電産・永守氏もホレた「ハプティック」とは? 「これは"第2のHDD用モーター"になる」
「ハプティックは今後“第2のHDD用モーター”になる。技術的に難しいところにいくほど、うちの出番だ」
7月22日に開かれた、日本電産の2015年度第1四半期(4~6月期)の決算説明会。永守重信・会長兼社長は同社の躍進を支えてきたHDD用の小型精密モーターを引き合いに出し、新分野に対する期待を語った。
2015年度は順調な滑り出しだった。同日発表した第1四半期の売上高は前年同期比18.7%増の2850億円、営業利益は同24.1%増の310億円。精密小型モーターと車載向けモーターが総じて好調だったことに加え、今年2月に買収が完了したドイツのポンプメーカー、GPM社を連結したことが収益を押し上げた。

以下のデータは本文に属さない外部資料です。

PR #666, opened 2022-03-11
fix pass context to zipper

faceair:
Hi, I found that the current context is not passed correctly, and the context is lost when the function is nested.
image

Here I'll give an example of a query where the function after rewrite is not able to get maxDataPoints.
```
aliasByNode(highestAverage(applyByNode(host.dns[0-9]*.uptime.uptime.value,1,"scale(perSecond(%.interface-bond1.if_octets.tx), 0.000008)"), 5), 1, 2)
```
So I changed the signature of this method in this pr so that the context is passed correctly.

Also I have a suggestion, can we pass maxDataPoint in the Eval parameter in interfaces. Something like this.
```
Eval(ctx context.Context, e parser.Expr, from, until, maxDataPoints int64, values map[parser.MetricRequest][]*types.MetricData) ([]*types. MetricData, error)
```


Civil (approved):

Civil:
Thanks! Merged.

PR #671, opened 2022-05-25
Fix bashism

Glandos:
According to shellcheck, `[[` can be unavailable. And indeed, on my Debian box, it is not valid with `/bin/sh`

### DIFF
--- a/contrib/carbonapi/fpm/carbon-user-systemd-reload.sh
+++ b/contrib/carbonapi/fpm/carbon-user-systemd-reload.sh
@@ -37,4 +37,6 @@ if [ ! -e "${CONF}" ]; then
 fi
 
 # reload systemd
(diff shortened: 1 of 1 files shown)


Felixoid (approved):
Looks good

Civil:
I'd rather replace shebang with `/usr/bin/env bash` to be honest, rather than get rid of bash-specific constructs in scripts.

Glandos:
Yes that's another potential move. Debian chose to use dash for better performance, and since the script was vastly POSIX shell compatible, I preferred to modify this simple test. But it's up to you :)

Felixoid:
Even with the fact that `bash` is very popular, it's still not everywhere.

I personally prefer portability over simplicity, so rather vote for POSIX compatible syntax if it doesn't harm.

PR #681, opened 2022-08-09
Fix extract tags from seriesByTag

msaf1980:
Fix extract tags from seriesByTag args (actual for aggregation functions like sumSeries, which can't correct extract tags from metrics tags correctly).
Also has some differences from current graphite-web  (which used tags from first metric).
In wildcarded/regexp args special symbols are replaced with some underscores.

### DIFF
--- a/cmd/carbonapi/carbonapi.example.clickhouse.yaml
+++ b/cmd/carbonapi/carbonapi.example.clickhouse.yaml
@@ -32,6 +32,9 @@ cpus: 0
 # Timezone, default - local
 tz: ""
 
+# By default, functions like aggregate inherit tags from first series (for compatibility with graphite-web)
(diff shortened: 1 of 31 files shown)


Civil (approved):

npazosmendez:
I think graphite-web uses the intersection of all tags rather than the tags of the first series (which makes more sense):

https://github.com/graphite-project/graphite-web/blob/ed08fa4e2f6526ae11e55f88f70d0b6d36e4052f/webapp/graphite/render/functions.py#L245-L247


I'm bringing up this here because we worked on fixing that (see https://github.com/grafana/carbonapi/pull/22/files#diff-d463a03dd2f8dc196fa2f7838f56fbc4a7723fe6dcb47cf331f6c1052fee28e7) and while merging a conflict with this change popped up. We will be sending our first PR soon!

PR #686, opened 2022-09-07
Merge Grafana's fork changes

npazosmendez:
Hello! As discussed, we are sending a PR to include the changes we've been working on [our fork ](https://github.com/grafana/carbonapi). We acknowledge this is a big and hard to review PR, merging our changes in bulk like this is not our intended workflow. This huge PR should be a one-time thing.

Since this has so many changes, we think it would be better if it was merged using the commit strategy.

## About the changes

We've been focusing on the rendering functionality of carbonapi, so our changes are mostly in the `expr` package. Roughly, our changes can be divided into 3:

- Adding support to several new functions (`aggregateWithWildcards`, `exp`, `verticalLine` and more)
- Bugfixes that came from heavily testing carbonapi with real queries and data for quite some time. Some of these were panics and some we identified as wrong results. Example: https://github.com/grafana/carbonapi/pull/53
- Adding/modifying tags/names to better match GraphiteWeb. Example: https://github.com/grafana/carbonapi/pull/22/files

## Extra notes

- We've also manually implemented the `pidfile` functionality and removed the  `github.com/facebookgo/pidfile` dependency
- There are two issues pending to be addressed that are related to conflicts we've had when merging changes from the upstream. They have to do with failing tests that we had to comment out:
    - https://github.com/grafana/carbonapi/issues/68
    - https://github.com/grafana/carbonapi/issues/65

    If you agree, we can fix these with PRs sent here directly, once this one is merged.


README.md
```diff
@@ -122,7 +122,7 @@ Golang compatibility matrix:
 
 Overall rule of thumb is that carbonapi supports last 2 major go versions. E.x. at this moment Go 1.19 and 1.18 are supported.
 
-You can verify current versions that are being tested in [CI Configuration](https://github.com/go-graphite/carbonapi/blob/main/.github/workflows/tests.yml#L14).
+You can verify current versions that are being tested in [CI Configuration](https://github.com/grafana/carbonapi/blob/main/.github/workflows/tests.yml#L14).
```
npazosmendez, line 125: Will fix

Civil:
Yeah, I understand that. I think we actually discussed that it's totally ok to do that.

I'll wait for the tests to finish and for a minor fix for the readme file, after that I'll have a closer look (won't promise that it will happen today, but I'll likely have time tomorrow morning ZRH time)

> If you agree, we can fix these with PRs sent here directly, once this one is merged.

Yeah, sure.

.github/workflows/tests.yml
```diff
@@ -9,12 +9,13 @@ jobs:
...
     name: Test code
-    runs-on: ubuntu-latest
+    runs-on: ubuntu-22.04
     strategy:
       matrix:
         go:
           - ^1.18
-          - ^1.19
+          # FIXME https://github.com/grafana/carbonapi/issues/70
+          # - ^1.19
```
msaf1980, line 18: Can be removed. Issue was fixed

Civil: I can remove that later myself, just not to block the PR

expr/functions/aliasByBase64/function.go
```diff
@@ -46,7 +46,8 @@ func (f *aliasByBase64) Do(ctx context.Context, e parser.Expr, from, until int64
 		if withoutFieldArg {
 			decoded, err := base64.StdEncoding.DecodeString(a.Name)
 			if err == nil {
-				r = a.CopyName(string(decoded))
+				r = a.CopyLink()
```
msaf1980, line 49: This changes saves original tags. But it's really needed after alias ? May be only name tag ?

expr/functions/aliasByMetric/function.go
```diff
@@ -30,7 +31,7 @@ func New(configFile string) []interfaces.FunctionMetadata {
 
 func (f *aliasByMetric) Do(ctx context.Context, e parser.Expr, from, until int64, values map[parser.MetricRequest][]*types.MetricData) ([]*types.MetricData, error) {
 	return helper.ForEachSeriesDo1(ctx, e, from, until, values, func(a *types.MetricData) *types.MetricData {
-		metric := a.Tags["name"]
+		metric := metric.ExtractMetric(a.Name)
```
msaf1980, line 34: Really needed ? It's more cost then simple use tag name. which already contain all, that we need (because all functions must keep tags consistent).

expr/consolidations/consolidations.go
```diff
@@ -195,11 +198,14 @@ func SummarizeValues(f string, values []float64, XFilesFactor float32) float64 {
 		rv = Percentile(values, 50, true)
 		total = notNans(values)
 	case "multiply":
-		rv = values[0]
-		for _, av := range values[1:] {
-			if !math.IsNaN(av) {
+		rv = 1.0
+		for _, v := range values {
+			if math.IsNaN(v) {
```
msaf1980, line 203: May be add tests for this ?

expr/consolidations/consolidations.go
```diff
@@ -375,19 +381,30 @@ func AggCount(v []float64) float64 {
...
 }
 
-// AggCount counts non-NaN points
 func AggDiff(v []float64) float64 {
-	res := v[0]
-	if len(v) == 1 {
-		return res
-	}
-	for _, vv := range v[1:] {
+	safeValues := make([]float64, 0)
```
msaf1980, line 385: It's can produce high memory allocations.

expr/consolidations/consolidations.go
```diff
@@ -375,19 +381,30 @@ func AggCount(v []float64) float64 {
...
 
-	return res
+	if len(safeValues) > 0 {
+		res := safeValues[0]
+		if len(safeValues) == 1 {
+			return res
+		}
+
+		for _, vv := range safeValues[1:] {
+			if !math.IsNaN(vv) {
```
msaf1980, line 399: Check really needed ?

msaf1980: May be simplified with one-pass scan and boolean flags is all is NaN ? It's more simple and has better performance (no copy slice elements).

expr/functions/aliasByNode/function_test.go
```diff
@@ -124,14 +131,15 @@ func TestAliasByNode(t *testing.T) {
...
 		},
-		{
-			Target: "aliasByNode(metric1.fo*.bar.baz,1,3)",
-			M: map[parser.MetricRequest][]*types.MetricData{
-				{Metric: "metric1.fo*.bar.baz", From: 0, Until: 1}: {types.MakeMetricData("metric1.foo==.bar.baz", []float64{1, 2, 3, 4, 5}, 1, now32)},
-			},
-			Want: []*types.MetricData{types.MakeMetricData("foo==.baz",
-				[]float64{1, 2, 3, 4, 5}, 1, now32)},
-		},
+		// FIXME: I don't think `metric1.foo==.bar.baz` is a valid metric name, that is making this test fail https://github.com/grafana/carbonapi/issues/68
```
msaf1980, line 134: Equal not forbidden in plain metrics. For tags first ident `;` symbols used.

expr/functions/averageSeriesWithWildcards/function.go
```diff
@@ -71,7 +71,8 @@ func (f *averageSeriesWithWildcards) Do(ctx context.Context, e parser.Expr, from
 	for i, series := range nodeList {
 		args := groups[series]
 		name := "averageSeriesWithWildcards(" + series + ")"
-		r := args[0].CopyTag(name, map[string]string{"name": series})
+		r := args[0].CopyTag(name, map[string]string{"name": name})
```
msaf1980, line 74: Name tag must be cleaned from function artifacts. If not, alias functions need extract metric name from them. Thats really needed ?

expr/functions/cairo/png/cairo.go
```diff
@@ -789,10 +790,13 @@ func EvalExprGraph(ctx context.Context, e parser.Expr, from, until int64, values
 					return nil, err
 				}
 				r.Dashed = d
+				r.Tags["dashed"] = fmt.Sprintf("%f", d)
```
msaf1980, line 793: Spinntf nas bad perfomance. May be replace with strconv.FormatFloat ?

expr/functions/delay/function.go
```diff
@@ -62,8 +63,9 @@ func (f *delay) Do(ctx context.Context, e parser.Expr, from, until int64, values
 			prevValues = append(prevValues, value)
 		}
 
-		result := series.CopyTag("delay("+series.Name+","+stepsStr+")", series.Tags)
+		result := series.CopyName("delay(" + series.Name + "," + stepsStr + ")")
 		result.Values = newValues
+		result.Tags["delay"] = fmt.Sprintf("%d", steps)
```
msaf1980, line 68: May be simple use stepsStr or if really needed, convert to string outside a cycle for better perfomance ?

expr/functions/divideSeries/function.go
```diff
@@ -78,7 +80,7 @@ func (f *divideSeries) Do(ctx context.Context, e parser.Expr, from, until int64,
 		return nil, errors.New("must be called with 2 series or a wildcard that matches exactly 2 series")
 	}
 
-	alignedSeries := helper.AlignSeries(append(numerators, denominator))
+	alignedSeries := helper.AlignSeries(types.CopyMetricDataSlice(append(numerators, denominator)))
```
msaf1980, line 83: Possible two-time copy (append, and CopyMetricDataSlice). May be one pass alloc, append from nummunators, append from denominator ?

expr/functions/divideSeries/function_test.go
```diff
@@ -131,11 +131,7 @@ func TestDivideSeriesAligned(t *testing.T) {
 	for _, tt := range tests {
 		testName := tt.Target
 		t.Run(testName, func(t *testing.T) {
-			err := th.TestEvalExprModifiedOrigin(t, &tt, 0, 1, false)
-			if err != nil {
-				t.Errorf("unexpected error while evaluating %s: got `%+v`", tt.Target, err)
-				return
-			}
+			th.TestEvalExpr(t, &tt)
```
msaf1980, line 134: Why remove ?  It's for checks missed copy-on-write.

expr/functions/exp/function.go
```diff
@@ -0,0 +1,75 @@
...
+func (f *exp) Do(ctx context.Context, e parser.Expr, from, until int64, values map[parser.MetricRequest][]*types.MetricData) ([]*types.MetricData, error) {
+	args, err := helper.GetSeriesArg(ctx, e.Args()[0], from, until, values)
+	if err != nil {
+		return nil, err
+	}
+	var results []*types.MetricData
+
+	for _, a := range args {
+		r := a.CopyLink()
+		r.Name = fmt.Sprintf("exp(%s)", a.Name)
```
msaf1980, line 41: May befor better perfomance
r.Name = "exp(" + a.Name + ")"

expr/functions/exponentialMovingAverage/function.go
```diff
@@ -0,0 +1,138 @@
...
+	}
+	if len(arg) == 0 {
+		return results, nil
+	}
+
+	constant := float64(2 / (float64(windowSize) + 1))
+
+	for _, a := range arg {
+		r := a.CopyLink()
+		r.Name = fmt.Sprintf("%s(%s,%s)", e.Target(), a.Name, argstr)
```
msaf1980, line 82: Also mayby without dynamic Sprintf (which need scan format string and uses high count interfaces boxing/unboxing) ?

expr/functions/groupByNode/function_test.go
```diff
@@ -50,6 +50,18 @@ func TestGroupByNode(t *testing.T) {
 				"qux": {types.MakeMetricData("qux", []float64{13, 15, 17, 19, 21}, 1, now32)},
 			},
 		},
+		{
+			Name:   "groupByNode_with_tag",
```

好決算を受けて「通期業績の上方修正も考えた」(永守社長)が、今回はあえてそうしなかったという。今後マイナス要因が発生しそうなので上方修正を控えたわけではない。むしろ逆。第2四半期以降、急激に拡大していくであろうハプティック向けモーターの伸び幅をしっかりと見極めてから、改めて修正したいという考えからだ。
一度は下火になった分野
ハプティックとは、振動によってザラザラ感やクリック感など、さまざまな感覚を再現する技術で、「触覚技術」とも呼ばれる。たとえば、ゲーム機のコントローラーが操作に応じて振動するのも、広い意味でのハプティックといえる。現在、応用が期待されているのはスマートフォン分野。液晶画面上のボタンや凹凸を触ったときに、あたかも実態があるような触感を得られるようになる。
永守氏も「このようなマーケットが出てくるとは想定していなかった」と言うほどに突然出てきたハプティック。だが、電子機器の分析会社、フォーマルハウト・テクノ・ソリューションズの柏尾南壮氏は「実は、一度下火になった分野」と説明する。